# Oil stains on a Barbour?



## Nathan Detroit (Oct 12, 2005)

Any advice on cleaning motor oil from a waxed cotton Barbour? ... I know, stains and scratches are supposed to beautify the thing... Not these stains. Thanks for any tips.


----------



## Youngster (Jun 5, 2008)

Out of luck man. Oil is hard to get off of anything. And you can't wash a Barbour. So it looks like you are going to have to convince yourself that the stains make the jacket look more rugged and tough. Which they do.


----------



## Doctor Damage (Feb 18, 2005)

What would possess you to wear such an expensive jacket while performing auto maintenance?


----------



## Epaminondas (Oct 19, 2009)

I'd let the jacket soak in cold water for at least 24 hours (no Soap) and hope that the water help displaces some of the oil out of the fibers (change the water every now and then). After it dries, I'd re-wax it and hope that the new wax covers up the darkness of the oil stain in some way and will cause the stain to "age" in some confmority with the wax finish which will hopefully diminish with time.

Or, depending on how bad it looks, I must just let it ride and consider it a bit of personalization.


----------



## sowilson (Jul 27, 2009)

Pack cornstarch on it to soak up the excess then brush out. You may need to do this a few times and leave the cornstarch on for a day or two at a time. Once that's done you need to decide if you want to apply the oil/wax formula to part of the jacket. If you do, and have the stuff to reapply (I do this with Filson gear, Barbour may be a bit different). Then you can go at the stain with some soap/degreasing agent mixed with luke warm water. Let this soak on the spot and then blot out. Do this until you're happy with the stain removal (you probably won't remove all of the stain). This will also remove the jacket's coating. You can also try some naptha as a solvent to liberate the oil from the fibers. Blot out and don't rub.

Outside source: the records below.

PR #1625, opened 2020-12-16
Hover transition effect on button

mooxl:
I noticed that every link on the index page is blue and gets a little lighter when hovering. Since I think the version button also falls into this category, it should have the same transition as the rest of the links to maintain the design line. 
With this PR the button gets the same hover transition as the rest of the links.


ry (approved):
Thanks

PR #1635, opened 2021-01-05
Add Spanish translation

JheysonDev:
I have translated a large part of the deno website which is served in https://deno-es.vercel.app


ry (approved):
Thanks

PR #1645, opened 2021-01-16
fix(benchmarks): update outdated links

Liamolucko:


ry (approved):
Thanks! Sorry for the slow review.

PR #1646, opened 2021-01-17
1.7 release post

lucacasonato:


public/posts/v1.7.md
```diff
@@ -0,0 +1,212 @@
+Today we are releasing Deno 1.7.0. This release contains many new features, some
+stabilizations, a some great improvements to existing APIs and tooling.
```
satyarohith, line 2:
```suggestion
stabilizations, and some great improvements to existing APIs and tooling.
```

wperron: to piggy back on this comment, the comma before "and" should also be removed

lucacasonato: >  the comma before "and" should also be removed

It is an oxford comma. Our previous blog posts generally have these. (although sometimes I _am_ a little liberal with my use of commas 😆 ) https://en.wikipedia.org/wiki/Serial_comma

public/posts/v1.7.md
```diff
@@ -124,7 +187,10 @@ running in a browser or not. This is bad practice. Use
 
 ## Improvements to coverage
 
-Bartek
+`deno test --coverage` had been improved to properly report partially covered
+lines as well as collect coverage for Deno subprocesses spawned from tests.
+We'll continue improving coverage capabilities including other report formats in
+the coming releses.
```
caspervonb, line 292:
```suggestion
the coming releases.
```

public/posts/v1.7.md
```diff
@@ -0,0 +1,423 @@
...
+{ "0": "A", "1": "B", "2": "C", A: 0, B: 1, C: 2 }
+0
+```
+
+Similarly for workers:
+
+```ts
+const promise = deferred();
+const tsWorker = new Worker(
+  "data:application/typescript;base64,aWYgKHNlbGYubmFtZSAhPT0gInRzV29ya2VyIikgewogIHRocm93IEVycm9yKGBJbnZhbGlkIHdvcmtlciBuYW1lOiAke3NlbGYubmFtZX0sIGV4cGVjdGVkIHRzV29ya2VyYCk7Cn0KCm9ubWVzc2FnZSA9IGZ1bmN0aW9uIChlKTogdm9pZCB7CiAgcG9zdE1lc3NhZ2UoZS5kYXRhKTsKICBjbG9zZSgpOwp9Owo=",
```
nayeemrmn, line 83: Perhaps this should be a demo using `btoa()`?
```suggestion
  `data:application/typescript;base64,${`
    if (self.name !== "tsWorker") {
      throw Error(\`Invalid worker name: ${self.name}, expected tsWorker\`);
    }

    onmessage = function (e): void {
      postMessage(e.data);
      close();
    };
  `}`,
```

public/posts/v1.7.md
```diff
@@ -0,0 +1,430 @@
...
+We had a lot of issue reported by users about random hangs occuring in numerous
+`Deno` APIs. After thorough investigation it was determined that all of them
+were caused by interaction with the `tokio` runtime. Due to API changes in
+`tokio` 1.0 we had to rearchitecture significant parts of `deno_core` to cater
+for those changes. In effect the `ResourceTable`, a structure that holds Rust
+allocated objects (eg. a file handle, TCP connection) was rewritten from
+scratch. We had added the ability to queue different "ops" acting on the
+resources, as well as graceful closing of those resources. That means that any
+pending reads would be canceled when closing a resource, while pending writes
+run until completion.
```
piscisaureus, line 418: Additionally - assuming https://github.com/denoland/deno/pull/9118 gets landed before the release:

* TLS streams can now send and receive concurrently.
* TLS streams can now be closed gracefully.
* UDP and UnixDatagram sockets can now send and receive packets concurrently.
* TCP, TLS, UnixStream `write` operations are serialized w.r.t other `write` operations. Similarly, `read` operations are serialized w.r.t. other `read` ops.
*  All I/O performed on a `File` resource is serialized.

piscisaureus: Didn't make the cut, unfortunately.

public/posts/v1.7.md
```diff
@@ -0,0 +1,465 @@
...
+[the TypeScript section of the manual](https://deno.land/manual@v1.7.0/typescript/runtime).
+
+## Markdown support in `deno fmt`
+
+`deno fmt` now supports formatting markdown files, including formatting of
+JavaScript and TypeScript codeblocks in these files.
+
+Additionally a new flag `--ext` was added to allowing specifying file extension
+when formatting code from stdin (`deno fmt -`). The available file extensions
+are: `js`, `jsx`, `ts`, `tsx`, `mjs`, `md`. Keep in mind that this flag has no
```
satyarohith, line 199:
```suggestion
are `js`, `jsx`, `ts`, `tsx`, and `md`. Keep in mind that this flag has no
```

The possible values for `--ext` doesn't include `mjs`.

public/posts/v1.7.md
```diff
@@ -0,0 +1,465 @@
...
+tsWorker.terminate();
+```
+
+## New unstable `Deno.resolveDns` API
+
+This release adds a new `Deno.resolveDns` API. It can be used to query DNS
+records from a DNS resolver. At the moment only DNS over UDP is supported (no
+DNS over HTTPS nor DNS over TLS). One can specify a custom nameserver (for
+example Cloudflare's 1.1.1.1 or Google's 8.8.8.8) to use, but by default we will
+use the system resolver (e.g. `/etc/resolv.conf` on Linux).
```
magurotuna, line 156:
```suggestion
This release adds a new `Deno.resolveDns` API. It can be used to query DNS
records from a DNS resolver. At the moment only DNS over UDP/TCP is supported (no
DNS over HTTPS nor DNS over TLS). One can specify a custom nameserver (for
example Cloudflare's 1.1.1.1 or Google's 8.8.8.8) to use, but by default we will
use the system resolver (e.g. `/etc/resolv.conf` on Linux).
```

Actually, lookup through TCP is also supported. (In fact, the integration test would pass with [this line](https://github.com/denoland/deno/blob/master/cli/tests/integration_tests.rs#L5553) commented out).
At first, I thought it would be good to have option for the users to specify which protocol to use. But it became impossible because I decided to use [this method of trust_dns_resolver](https://docs.rs/trust-dns-resolver/0.20.0/trust_dns_resolver/config/struct.NameServerConfigGroup.html#method.from_ips_clear) and it automatically creates both TCP and UDP connections internally.

magurotuna (changes requested):

public/posts/v1.7.md
```diff
@@ -0,0 +1,465 @@
...
+Below you can see an example of a simple hello world program being cross
+compiled for Linux from macOS, then it being run on Linux.
+
+<img src="/posts/v1.7/cross_compile.gif">
+
+Finally, `deno compile` can now create binaries that have built-in CA
+certificates, custom V8 flags, locked down Deno permissions, and pre-populated
+command line arguments. This should make `deno compile` useful to more people.
+
+Here is an example where we create a executable from the std/http/file_server
```
kt3k, line 64:
```suggestion
Here is an example where we create an executable from the std/http/file_server
```

public/posts/v1.7.md
```diff
@@ -0,0 +1,465 @@
...
+single improved function (`Deno.emit`). You can read all about how to use
+`Deno.emit` to bundle, transpile, and more in
+[the TypeScript section of the manual](https://deno.land/manual@v1.7.0/typescript/runtime).
+
+## Markdown support in `deno fmt`
+
+`deno fmt` now supports formatting markdown files, including formatting of
+JavaScript and TypeScript codeblocks in these files.
+
+Additionally a new flag `--ext` was added to allowing specifying file extension
```
kt3k, line 197:
```suggestion
Additionally a new flag `--ext` was added to allow specifying file extension
```

public/posts/v1.7.md
```diff
@@ -0,0 +1,465 @@
...
+
+// Send the body to the server.
+const res = await fetch("https://myfileserver.com/upload", {
+  method: "POST",
+  body,
+});
+```
+
+Currently the only runtimes supporting fetch upload streaming are Chromium and
+Deno. Both implementations have a limitation where you can not start recieving
```
kt3k, line 380:
```suggestion
Deno. Both implementations have a limitation where you can not start receiving
```

public/posts/v1.7.md
```diff
@@ -0,0 +1,465 @@
...
+For some more examples and usecases for fetch upload streaming take a look at
+[Jake Archibald's](https://twitter.com/jaffathecake) post on the matter:
+https://web.dev/fetch-upload-streaming/.
+
+## TLS session cache
+
+Some servers require that users reuse existing TLS sessions (for example FTP).
+Until now Deno has not had the ability to reuse TLS sessions, and instead would
+re-establish a new TLS session for each connection. In this release we have
+added a process global TLS session cache that will allows to reuse existing TLS
```
kt3k, line 394:
```suggestion
added a process global TLS session cache that will allow to reuse existing TLS
```

public/posts/v1.7.md
piscisaureus: recieving -> receiving

piscisaureus (approved):

PR #711, opened 2023-12-02
feat: Allow for the deletion of any document

### LINKED ISSUE #696: [DOC-372] Allow for the deletion of any document
### **Description**

Expand deletion functionality to include documents in PENDING and COMPLETED states, alongside existing draft deletion.

### **Improvement Description**

* Allow deletion of documents in any state (DRAFT, PENDING, COMPLETED).
* Implement varying confirmation requirements based on the document state.
* Soft delete documents using a `deletedAt` column.

### **Rationale**

We've had a couple of users complain that they are unable to delete an erroneous document once it's left the draft state, this has hindered their ability to use Documenso and doesn't match that of other providers. To improve user satisfaction and match our competition, we should improve our current handling of deletions. It also hinders the user from handling their data as they please.

### **Proposed Solution**

* Maintain simple deletion for drafts.
* Require explicit confirmation (e.g., typing "delete me") for deleting PENDING or COMPLETED documents.
* Email recipients for documents that are PENDING so they are aware that it has been canceled.
* Implement soft deletion for documents, retaining access in the inbox.

### **Alternatives**

* Introduce a temporary holding area for deleted documents before permanent deletion. (Recycle Bin)
* User-customizable settings for deletion confirmations.

<sub>From [SyncLinear.com](https://synclinear.com) | [DOC-372](https://linear.app/documenso/issue/DOC-372/allow-for-the-deletion-of-any-document)</sub>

When you're satisfied then you'll need to reapply the oil/wax treatment to the area to rewaterproof it.


----------



## Doctor Damage (Feb 18, 2005)

I think in Barbour's older literature they suggested you could hand wash their jackets in cold water, but I don't think motor oil will ever come out. I pulled out my old Barbour and the stains and crud which it accumulated make it look like an old, stained, and crudded up jacket, full stop. I should throw it out, since it is unwearable (I'm not a farmer), but it's the only one I have left and I won't buy another so I keep it for old time's sake.

Next time, wear something that can be tossed if it soaks up too much motor oil (or other chemicals or substances).


----------



## Youngster (Jun 5, 2008)

How did you even end up with oil on your Barbour? I've never met anyone who actually uses it as a work jacket.


----------



## eagle2250 (Mar 24, 2006)

^^
You have now, youngster (well, at least in Cyberspace)!  I wore my old one (the one I passed on, after buying the Moorland jacket system.) for clearing brush and performing other jobs around the property and the game pocket had been christened with it's share of rabbit and upland bird carcasses, over the years. I must scratch my head and ask, if a Barbour owner isn't going to use the jackets for the purposes they were designed for, why spend the money? :icon_scratch:


----------



## Youngster (Jun 5, 2008)

Don't get me wrong, I'll wear mine to go fishing in, and I guess I can see using it the way you describe once it is fairly worn out and replaced by a newer model. I just don't think I would risk it being ruined while I was still depending on it for casual use.


----------